Closing the inequality gap
Tom Healy, Director of the Nevin Economic Research Institute, reviews the big picture of economic inequality as described by Thomas Piketty and suggests that more detail is needed on how to generate more revenue.
“It is hard to imagine an economy and a society that can continue functioning indefinitely with such extreme divergence between social groups.”
So writes Thomas Piketty.
in his book ‘Capital in the Twenty-First Century’. Piketty recently visited Ireland and attracted considerable publicity and interest including a packed conference of many hundreds in Dublin.
What ‘Capital in the Twenty-First Century’ has done is as follows:
• put the question of economic inequality back on the agenda more than ever in recent times;
• gone about tracking trends in inequality (exhaustively) from available international and national data sources;
• moved from mere analysis to policy recommendation (at the global level) by proposing co-ordinated international policy action in the field of taxation.
Because Piketty has undertaken a huge sweep of analysis covering two centuries and sometimes more, and a number of countries for which data were available (principally the USA, Britain and France), he enables readers to acquire a bigger picture than analysis which is heavily constrained by reference to time, country or type of income or wealth. Piketty goes for the ‘big picture’ and, in typical French style, seeks a synthesis of evidence and theories to understand why particular trends and changes emerged at different points in history.
Unfortunately, in the case of Ireland, data are not readily available on long-term trends in income inequality. However, some data are available from the World Top Income Database (WTID). Professor Brian Nolan of UCD has provided important historical data to the WTID. The data shown in the chart opposite is based on gross individual income (before deduction of taxes) at different points in time going back to the mid-1970s and including estimates for 1938 and 1943.
The data suggest a trend towards growing inequality since at least the 1970s. However, when account is taken of the redistributed effects of taxation and social transfers, inequality is much less and it is not necessarily the case that post-distribution income has increased that much, if at all, in the case of Ireland. As for capital wealth, there are no consistent or comprehensive data on distribution. Based on data in other countries, it is certain that wealth is more unequally distributed than income.
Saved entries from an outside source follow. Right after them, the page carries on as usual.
PR #368, opened 2021-10-07
qehvi-greedy batch support

TsingQAQ:
This draft PR is a refactoring of `BatchMonteCarloExpectedHypervolumeImprovement`, the main change is now the batch points are acquired not using `batchify` but a sequential greedy approach, which mitigate the difficulty of acq optimization in case of batch size and/or input dimension is big (with the effort of more acq opt time).

The bo iteration and metric score for integration test has been changed demonstrating its effectiveness.


TsingQAQ:
These are the changes would like to made before the merge of #360, please check if these changes are not hampering the effort of avoiding retracing @uri-granta, thanks.

trieste/acquisition/function.py
```diff
@@ -1385,6 +1265,138 @@ def update_acquisition_function(
         )
 
 
+class BatchMonteCarloExpectedHypervolumeImprovement(SingleModelGreedyAcquisitionBuilder):
```
apaleyes: Would it be possible to move this class back where it used to be within this file? This diff makes it difficult to see what changes were actually made to the implementation of this acquisition.

TsingQAQ: Indeed, though it seems not very easy to move back as we have changed the super class (i.e., now it shall be defined after `SingleModelGreedyAcquisitionBuilder`), please let me know if there is some elegant way to show the changes more clearly.

i may highlight the changes made in this PR, which is actually restricted to only several lines of code:
- add `pending_points` at [1303](https://github.com/TsingQAQ/trieste/blob/e532d7212a5adfd894d48d5610f0b54cf367fc66/trieste/acquisition/function.py#L1303)/[1330](https://github.com/TsingQAQ/trieste/blob/e532d7212a5adfd894d48d5610f0b54cf367fc66/trieste/acquisition/function.py#L1330) to store those chosen yet evaluated location
- main change is: *switch [1061](https://github.com/secondmind-labs/trieste/blob/a4b86cf58781ffb2e97760f9f42bc737ee987a68/trieste/acquisition/function.py#L1061) to [1353-1359](https://github.com/TsingQAQ/trieste/blob/e532d7212a5adfd894d48d5610f0b54cf367fc66/trieste/acquisition/function.py#L1353-L1359)*: instead of doing [1359](https://github.com/TsingQAQ/trieste/blob/e532d7212a5adfd894d48d5610f0b54cf367fc66/trieste/acquisition/function.py#L1359) as before, if we have pending points, we now concat them with current candidate `at` and sample them together to get the joint distribution 

If this is still not easy to review, maybe i can temporarily move `batch_ehvi` back, which is able to = show the difference partially, please let me know which suits better.

TsingQAQ: Now it seems more easier to see the diff.

trieste/acquisition/function/multi_objective.py
```diff
@@ -279,20 +287,27 @@ def batch_ehvi(
...
 
         def gen_q_subset_indices(q: int) -> tf.RaggedTensor:
             # generate all subsets of [1, ..., q] as indices
             indices = list(range(q))
             return tf.ragged.constant([list(combinations(indices, i)) for i in range(1, q + 1)])
 
-        samples = sampler.sample(at, jitter=sampler_jitter)  # [..., S, B, num_obj]
+        if pending_points is not None:  # jointly sample pending points and new candidate
+            aug_at = tf.concat(
+                [at, tf.repeat(pending_points[tf.newaxis], tf.shape(at)[:-2], axis=0)], axis=-2
```
TsingQAQ, line 306: This is a bit dirty but the current found workaround for batch concat.

TsingQAQ:
Have just done some recheck on this functionality: found the current `batchify_joint` acquisition function optimizer already has a comparable performance against greedy batch optimization (using the same integration test in `test_multi_objective_bayesian_optimization.py`, which is up to q=4).  

Perhaps we are already satisfied with its performance and don't need a greedy batch version for qEHVI (which means we can close this PR for now)?  @henrymoss @vpicheny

Piketty champions the notion of a tax on capital – albeit an internationally co-ordinated one. This is troubling for many current-day Irish policy-makers and commentators because taxes, especially those on income or capital, are viewed as ‘bads’ to be minimised as much as possible for the express purpose of the least necessary public service consistent with an internationally competitive low tax regime (whether on incomes of corporations or individuals). The overriding economic strategy is to rely very heavily on foreign inward investment including trade in financial services based on a competitive low tax model.
However, ‘Capital in the Twenty-First Century’ should not be viewed as a generalised case for more taxation everywhere – at least not in those parts of the world where taxation/government revenue or public spending is in the order of 50 per cent (such as it is some European countries including France and the Nordic countries). Piketty argues for better use of taxation and ‘modernisation’ of the social state (always an ambiguous term when it comes to social policy). What he does argue for is a global (or continental or regional) tax on capital wealth.
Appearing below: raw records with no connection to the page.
PR #370, opened 2021-10-08
Add logging/tensorboard support

uri-granta:
Add tensorboard summary logging support to trieste:

* **trieste.logging** allows setting/overriding a tf.summary.SummaryWriter and an optimizatino step number.
* If a summary writer is specified, then after each optimization step, **BayesianOptimizer** logs the best new objective values, the best overall objective values, and any model-specific parameters.
* **ProbabilisticModel** has a new log method for logging model-specific parameters (and ModelStack calls it on all submodels). **GPflowPredictor** logs the kernel variance and each of lengthscales.
**EfficientGlobalOptimization**.acquire logs the maximum found acquisition function value at each step (or multiple values for greedy functions).

Things left to do, but not necessarily in this PR:

* Add more scalar logs, as well as perhaps some text logs and histogram logs of non-scalar tensors.
* Update AskTellOptimizer to support logging (involves keeping track of optimization step somehow)
* Consider what sort of _custom_ logging users might want apart from model-specific parameters.
* Support visualising computation graph?


apaleyes:
Just a high-level question - to which extent this can be supported in AskTellOptimizer?

trieste/acquisition/rule.py
```diff
@@ -174,6 +182,8 @@ def acquire(
         search_space: SP_contra,
         datasets: Mapping[str, Dataset],
         models: Mapping[str, ProbabilisticModel],
+        step_number: int,
+        summary_writer: Optional[tf.summary.SummaryWriter] = None,
```
hstojic: it seems like it should be possible to specify a log method like for the models, we would need to save some useful results that we want to log in variables that we initialize at init, and which `acquire` saves into

hstojic (commented):
looks like a good start!

I wonder if its too much to demand that every model specifies what information is to be logged, that will probably be highly dependent on the user, perhaps it would be possible to set up a listener in the bayesian optimisation loop, exposing model - acqusition - optimisation objects to it, and then user would pass a function that would extract wanted information from these objects; we could define several default listeners with common metrics to track

trieste/acquisition/rule.py
uri-granta: Not sure I understand what you're suggesting. Since rules only expose an acquire method (which is called very optimisation step) it fees more flexible to allow them to choose when/whether to log to tensorboard during that step (e.g. we may want to log the acquisition function mutiple times during the acquire method execution).

uri-granta:
> Just a high-level question - to which extent this can be supported in AskTellOptimizer?

Should be easy to support AskTellOptimizer too: I'll make sure to update it.

uri-granta:
> I wonder if its too much to demand that every model specifies what information is to be logged, that will probably be highly dependent on the user, perhaps it would be possible to set up a listener in the bayesian optimisation loop, exposing model - acqusition - optimisation objects to it, and then user would pass a function that would extract wanted information from these objects; we could define several default listeners with common metrics to track

It's a bit more tricky than that: since the different rules handle models and acquisition functions differently, there isn't a single logging interface that we can expose and apply. Extending model logging is easy: a user can just subclass the model class with an overridden logging method. To figure out how a user might extend logging acquisition functions (both greedy and not) or anything else it would be useful to have an example. Can you think of one?

hstojic:
> > I wonder if its too much to demand that every model specifies what information is to be logged, that will probably be highly dependent on the user, perhaps it would be possible to set up a listener in the bayesian optimisation loop, exposing model - acqusition - optimisation objects to it, and then user would pass a function that would extract wanted information from these objects; we could define several default listeners with common metrics to track
> 
> It's a bit more tricky than that: since the different rules handle models and acquisition functions differently, there isn't a single logging interface that we can expose and apply. Extending model logging is easy: a user can just subclass the model class with an overridden logging method. To figure out how a user might extend logging acquisition functions (both greedy and not) or anything else it would be useful to have an example. Can you think of one?

subclassing a model does not seem ideal, but perhaps good enough for now
TF Agents has a fairly user friendly system, although I'm not sure how exactly it works: https://www.tensorflow.org/agents/api_docs/python/tf_agents/metrics

usually the available metrics worked for us, but its easy to define additional metrics by writing a new metrics class object
perhaps its a useful case that we can emulate to some extent?

(Keras callbacks is perhaps  another example: https://keras.io/api/callbacks/, although those callbacks are used more broadly, for controlling training dynamically for example, not just the logging)

docs/notebooks/visualizing_with_tensorboard.pct.py
```diff
@@ -0,0 +1,113 @@
...
+
+# %% [markdown]
+# The data remains available when the optimization is over.
+#
+# ![TensorBoard graphs](figures/tensorboard_bo.png)
+
+# %% [markdown]
+# ## Logging additional model parameters
+#
+# When logging is enabled, trieste decides what information is interesting enough to log. This includes objective and acquisition function values, and some (but not all) model parameters. To log additional model parameters, you can define your own model subclass and override the `log` method. For example, the following GPR subclass also logs the average lengthscale at each step.
```
hstojic, line 76: its not possible to do smth similar for the acquisition function? If not I would mention it, if yes it would be good to see an example as well.

trieste/bayesian_optimizer.py
```diff
@@ -386,6 +396,21 @@ def optimize(
                     model.update(dataset)
                     model.optimize(dataset)
 
+                if self._summary_writer:
+                    with self._summary_writer.as_default():
```
hstojic: could we instead of passing `summary_writer` into all of the objects use this `with` staement when defining the BayesianOptimizer and calling optimize? I think that might work...

uri-granta: Using the with at definition time won't persist until runtime. However based on a suggestion by @apaleyes, I've changed it so that we can configure the logger globally (either using `trieste.logging.set_tensorboard_writer` or in a context using `with trieste.logging.using_tensorboard_writer`) which means we no longer need to pass the summary writers around.

trieste/logging.py
```diff
@@ -0,0 +1,56 @@
...
+    Set a :class:`~tf.summary.SummaryWriter` instance to use for logging
+    to TensorBoard, or `None` to disable.
+
+    :param summary_writer: optional summary writer instance.
+    """
+    global _TENSORBOARD_WRITER
+    _TENSORBOARD_WRITER = summary_writer
+
+
+def get_tensorboard_writer() -> Optional[tf.summary.SummaryWriter]:
```
apaleyes, line 37: That's really nice, thanks for making it available globally!

Next idea would be to maintain the set of logging meta info in similar fashion. At the moment it will only contain a step number. So in `optimizer` we could call `logging.set_step_number()` or `logging.set_optimization_meta_data`, and then whenever it is needed call it as `logging.get_step_number` or `logging.get_optimization_meta_data` (may return None if not set, or dictionary of Nones, or custom object).

That would make it not necessary to pass step number around, and also make it trivial to support step numbers in ask/tell. But there might be some good reason not to do it. What do you think?

hstojic: that's a great idea!

trieste/logging.py
```diff
@@ -0,0 +1,56 @@
...
+    """
+    Returns a :class:`~tf.summary.SummaryWriter` instance to use for logging
+    to TensorBoard, or `None`.
+
+    :return: optional summary writer instance.
+    """
+    return _TENSORBOARD_WRITER
+
+
+@contextmanager
```
hstojic, line 47: have no clue what is this about - a bit of education please :)

trieste/models/gpflow/interface.py
```diff
@@ -92,19 +93,20 @@ def optimize(self, dataset: Dataset) -> None:
...
-            lengthscales = self.get_kernel().lengthscales
-            if tf.rank(lengthscales) == 0:
-                tf.summary.scalar(f"{context}.kernel.lengthscale", lengthscales)
-            elif tf.rank(lengthscales) == 1:
-                for i, lengthscale in enumerate(lengthscales):
-                    tf.summary.scalar(f"{context}.kernel.lengthscale.{i}", lengthscale)
+        summary_writer = get_tensorboard_writer()
+        if summary_writer:
+            with summary_writer.as_default(step=step_number):
+                tf.summary.scalar(f"{context}.kernel.variance", self.get_kernel().variance)
```
hstojic, line 105: at the moment the user would need to subclass the model and modify the `log` method to record something else, another approach would be that user passes some kind of ModelMetric objects that would work with self object here and extract some useful metrics, we would define some usual metrics and user could pass a list of them - custom ones would then be added bu subclassing the ModelMetric etc

not sure if this alternative is substantively different, but it seems cleaner to me, metrics related code would be encapsulated in different objects

hstojic: since this would be very generic, this method could be pushed up to `TrainableProbabilisticModel`, different model classes would then have various useful metrics defined that a user could use, say in gpflow/metrics.py

trieste/bayesian_optimizer.py
```diff
@@ -154,11 +156,16 @@ class BayesianOptimizer(Generic[SP]):
...
+    def __init__(
+        self,
+        observer: Observer,
+        search_space: SP,
+    ):
         """
         :param observer: The observer of the objective function.
         :param search_space: The space over which to search. Must be a
             :class:`~trieste.space.SearchSpace`.
+        :param summary_writer: An optional summary writer object for logging to.
```
hstojic: leftover, no?

trieste/bayesian_optimizer.py
```diff
@@ -386,6 +395,22 @@ def optimize(
                     model.update(dataset)
                     model.optimize(dataset)
 
+                summary_writer = get_tensorboard_writer()
+                if summary_writer:
+                    with summary_writer.as_default():
+                        for tag in datasets:
+                            models[tag].log(step, f"{tag}.model")
+                            tf.summary.scalar(
```
hstojic, line 403: following my comment on logging related to models in gpflow/interface.py, for optimization here we could again apply a list of (potentially user defined) metrics, we would then define these as say OptimizationMetrics, as a collection of useful default metrics

trieste/logging.py
uri-granta: This is a decorator for easily defining context managers (see https://docs.python.org/3/reference/datamodel.html#context-managers). It means we can write:

```python
with using_tensorboard_writer(summary_writer):
    ....
```

and the indented code will use the given summary writer.

trieste/models/gpflow/interface.py
uri-granta: I'm wary of making an abstract Metrics class straight away, before we've had a chance to figure out 

1. the full range of metrics we're actually interested in extracting (at the moment we're just logging scalar step-based metrics to tensorboard)
2. a wider range of places where we might want to generate metrics (at the moment we do it just in the bayes opt loop, acquisition rule and model)

Maybe I'll create an issue to go back and refactor once we have a better idea?

trieste/logging.py
hstojic: Thanks!

trieste/models/gpflow/interface.py
hstojic: sounds good

docs/tutorials.rst
```diff
@@ -44,6 +44,7 @@ The following tutorials (or sections thereof) explain how to use and extend spec
 * :doc:`How do I set up a batch Bayesian optimization routine?<notebooks/batch_optimization>`
 * :ref:`How do I make a custom acquisition function?<notebooks/failure_ego:Create a custom acquisition function>`
 * :doc:`How do I recover a failed optimization loop?<notebooks/recovering_from_errors>`
+* :doc:`How do I track and visualize an optimization loop in TensorBoard?<notebooks/visualizing_with_tensorboard>`
```
hstojic: I would probably add smth like tracking "in real time"...

tests/integration/test_bayesian_optimization.py
```diff
@@ -166,28 +168,32 @@ def build_model(data: Dataset) -> GaussianProcessRegression:
...
     model = build_model(initial_data)
 
-    dataset = (
-        BayesianOptimizer(observer, search_space)
-        .optimize(num_steps, initial_data, model, acquisition_rule)
-        .try_get_final_dataset()
-    )
+    with tempfile.TemporaryDirectory() as tmpdirname:
+        summary_writer = tf.summary.create_file_writer(tmpdirname)
+        with tensorboard_writer(summary_writer):
```
apaleyes, line 173: Does this need to happen for each integration test we are running? I don't actually know if there is any noticeable overhead for additional I/O. But if there is, perhaps having a separate integ test that just tests tensorboard logging once would suffice?

tests/unit/test_logging.py
```diff
@@ -0,0 +1,42 @@
+# Copyright 2021 The Trieste Contributors
```
apaleyes, line 1: Tests for step number too?

trieste/acquisition/rule.py
```diff
@@ -594,6 +612,13 @@ def state_func(
                     new_optimization_step=False,
                 )
                 new_point = self._optimizer(search_space, self._acquisition_function)
+                if summary_writer:
+                    with summary_writer.as_default(step=step_number):
+                        batched_point = tf.expand_dims(new_point, axis=0)
+                        value = self._acquisition_function(batched_point)[0][0]
+                        tf.summary.scalar(
+                            f"AsyncGreedy.acquisition_function.maximum_found.{i}", value
```
apaleyes, line 620: Following the EGO example, this shall be
```suggestion
                            f"AsyncGreedy.acquisition_function.maximum_found.{i+1}", value
```

trieste/ask_tell_optimization.py
```diff
@@ -260,6 +260,7 @@ def ask(self) -> TensorType:
         #   which, when called, returns state and points
         # so code below is needed to cater for both cases
 
+        # TODO: handle step number for logging?
```
apaleyes: With configurable step number now we can just off-load that to the user. Some explanation in the docstring of the optimizer would suffice.

trieste/acquisition/rule.py
```diff
@@ -218,6 +227,12 @@ def acquire(
                 chosen_point = self._optimizer(search_space, self._acquisition_function)
                 points = tf.concat([points, chosen_point], axis=0)
 
+                if summary_writer:
+                    with summary_writer.as_default(step=step_number):
+                        batched_points = tf.expand_dims(chosen_point, axis=0)
+                        value = self._acquisition_function(batched_points)[0][0]
+                        tf.summary.scalar(f"EGO.acquisition_function.maximum_found.{i+1}", value)
```
apaleyes, line 234: Feels like the prefix here shall somehow specify the fact that we are in the middle of the batch. Perhaps `...maximum_found.batch.{i+1}`?

trieste/models/interfaces.py
```diff
@@ -99,6 +99,14 @@ def get_kernel(self) -> gpflow.kernels.Kernel:
         """
         raise NotImplementedError(f"Model {self!r} does not provide a kernel")
 
+    def log(self, context: str) -> None:
```
apaleyes, line 102: That's really minor, and probably down to taste, but for me "log" normally means text-based logging, and this feel more like reporting metrics.

apaleyes (commented):
That looks really nice. Several comments, but nothing major

tests/integration/test_bayesian_optimization.py
uri-granta: There's no significant time overhead (it just logs a small number of values to file)

trieste/models/interfaces.py
uri-granta: What would you suggest calling it? At the moment it's as genera as users want it to be, though I expect after we play with this for a while we may end up refactoring out some metric specific logic like hrvoje suggested.

apaleyes: I am not sure if it is useful to abstract to any kind of logging here. E.g. with usual logging it isn't uncommon to do thing like
```
logger.log(f"Calling optimizer for {self.model} and dataset {dataset}", DEBUG)
```
so some very low level stuff that one wouldn't want to send to tensorboard. However we are not using Python logging (yet?), so all that is just hypothetical. Whereas this `model.log` has very specific purpose of writing numerical data to graph. Unless I misunderstood it, which is entirely possible of course.

I guess my suggestion here is to be a bit more specific with this method. `(log|write)_to_tensorboard`?

trieste/acquisition/rule.py
uri-granta: EGO (where we don't always have batches) numbers them "maximum_found", "maximum_found.1", "maximum_found.2", etc.

AsyncGreedy (where we do always have batches) numbers them "maximum_found.0", "maximum_found.1", "maximum_found.2", etc.

I don't think we should worry too much about this until people start giving using it and giving feedback, as we may end up changing the hierarchy of metrics much more significantly.

trieste/models/interfaces.py
hstojic: actually, files that are saved don't necessarily need to be used by tensorboard, you could extract the data and make your own plots etc, so I think it can stay more general, but I agree with Andrei that there might be a confusion with usual python logging which is not the intended purpose - I would vote for metrics

trieste/acquisition/rule.py
apaleyes: fair enough

hstojic:
what would be useful is to also record a configuration of the algorithm (perhaps also toolbox version, not sure what to use here, commit hash?), so if we have several experiment files in the same summary folder (tensorboard will automatically read them in and we can compare them), it will be easy to differentiate them

trieste/models/interfaces.py
uri-granta: model.log doesn't have to be used just to write metrics to tensorboard: you could use it for any sort of model logging (in the broad sense) that you want to happen after every BO loop. Though as I said, I expect we'll refactor the code soon to handling metrics more explicit, at which point this will be renamed.

apaleyes: ok, let's leave it for now

apaleyes (approved):
this looks like a great start, keeping in mind that some changes might occur when people start using it

trieste/models/interfaces.py
uri-granta: Happy to rename it though. Though it should be a verb, as it's writing metrics, not returning them. `write_metrics`?

uri-granta: `generate_metrics`? `save_metrics`?

uri-granta:
> what would be useful is to also record a configuration of the algorithm (perhaps also toolbox version, not sure what to use here, commit hash?), so if we have several experiment files in the same summary folder (tensorboard will automatically read them in and we can compare them), it will be easy to differentiate them

Great suggestion, though I'd rather do that in a subsequent PR.

trieste/models/interfaces.py
hstojic: write_metrics is more precise

hstojic (approved):
it looks ready for a test drive, lets just raise an issue with some tentative ideas for future development, so we keep a nicer record and don't forget coming back to this

Update: I gave few more comments for improving the notebook

docs/notebooks/visualizing_with_tensorboard.pct.py
```diff
@@ -0,0 +1,124 @@
...
+
+# %% [markdown]
+# ## Using Tensorboard with Ask-Tell Optimization
+#
+# To use Tensorboard logging with the [Ask-Tell interface](ask_tell_optimization.ipynb), you must also explicitly set the optimization step number before calling ask or tell:
+
+# %%
+for step in range(num_steps):
+    trieste.logging.set_step_number(step)
+    # new_point = ask_tell.ask()
```
hstojic: this is still commented out? you need to import asktell as well...

docs/notebooks/visualizing_with_tensorboard.pct.py
```diff
@@ -0,0 +1,124 @@
...
+# %% [markdown]
+# ## Setting up TensorBoard
+#
+# Before running the optimization loop, we decide where TensorBoard summary logs should be stored, and set a summary writer to do this.
+
+# %%
+# Clear any logs from previous runs
+# !rm -rf logs/tensorboard
+
+summary_writer = tf.summary.create_file_writer("logs/tensorboard")
```
hstojic: this would show how you can get automatic comparison of several different runs/experiments
```suggestion
summary_writer = tf.summary.create_file_writer("logs/tensorboard/exp1")
```

docs/notebooks/visualizing_with_tensorboard.pct.py
```diff
@@ -0,0 +1,124 @@
...
+                tf.summary.scalar(
+                    f"{context}.kernel.lengthscales.mean",
+                    np.mean(self.get_kernel().lengthscales)
+                )
+
+
+model = GPRExtraLogging(gpr)
+
+# %% [markdown]
+# Running with this model now also produces logs for the mean lengthscale.
```
hstojic:
```suggestion
# Running with this model now also produces logs for the mean lengthscale. We mark this optimization run as a separate experiment by creating a new summary writer, Tensorboard will conveniently offer an automatic comparison of experiments.
```

docs/notebooks/visualizing_with_tensorboard.pct.py
```diff
@@ -0,0 +1,124 @@
...
+
+# %%
```
hstojic, line 102:
```suggestion
# %%
summary_writer = tf.summary.create_file_writer("logs/tensorboard/exp2")
trieste.logging.set_tensorboard_writer(summary_writer)

```

docs/notebooks/visualizing_with_tensorboard.pct.py
```diff
@@ -0,0 +1,124 @@
...
+
+# %% [markdown]
+# ![TensorBoard custom graphs](figures/tensorboard_custom.png)
+
+# %% [markdown]
+# ## Using Tensorboard with Ask-Tell Optimization
+#
+# To use Tensorboard logging with the [Ask-Tell interface](ask_tell_optimization.ipynb), you must also explicitly set the optimization step number before calling ask or tell:
+
+# %%
```
hstojic, line 117:
```suggestion
# %%
summary_writer = tf.summary.create_file_writer("logs/tensorboard/exp3")
trieste.logging.set_tensorboard_writer(summary_writer)

```

hstojic:
> > what would be useful is to also record a configuration of the algorithm (perhaps also toolbox version, not sure what to use here, commit hash?), so if we have several experiment files in the same summary folder (tensorboard will automatically read them in and we can compare them), it will be easy to differentiate them
> 
> Great suggestion, though I'd rather do that in a subsequent PR.

Fair enough, lets add this in the issue

docs/notebooks/visualizing_with_tensorboard.pct.py
uri-granta: this is just an example rather than full running code (I'll add a comment to make that clear)

uri-granta: actually, i'll turn it into a working example (and use a new summary writer too)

This is a timely intervention because of rising social inequality and exclusion in many parts of Europe and the risk of fraying in the bonds of civic support and engagement at national member state or EU community level. In absence of significant growth in output and employment, a policy of austerity is likely to embed long-term unemployment or under-employment. However, the real elephant in the room is the unsustainability of a carbon-fuelled pattern of consumption and production aided and abetted by a global system of finance capital that is largely out of control.
Piketty places much emphasis on the taxation of capital wealth without spelling out in any detail how it would be implemented. He sees it, correctly, as an inter-state and global challenge. Attempts to levy significant one-off or continuous taxes on wealth in the context of free movement of capital are likely to be self-defeating as capital can move.
The solution is to agree on internationally binding taxes allied to good information obtained as a result of international treaties and data-sharing protocols involving banks, tax authorities and other agencies.
All of this might seem like a pipe dream in today’s Europe – largely governed by ideas and interests inimical to the sort of values and ideas promoted by Piketty.
However, we must live in hope that some lessons have been learned from the history of the recent century and change is possible.
Capital in the Twenty-First Century is published by Harvard University Press.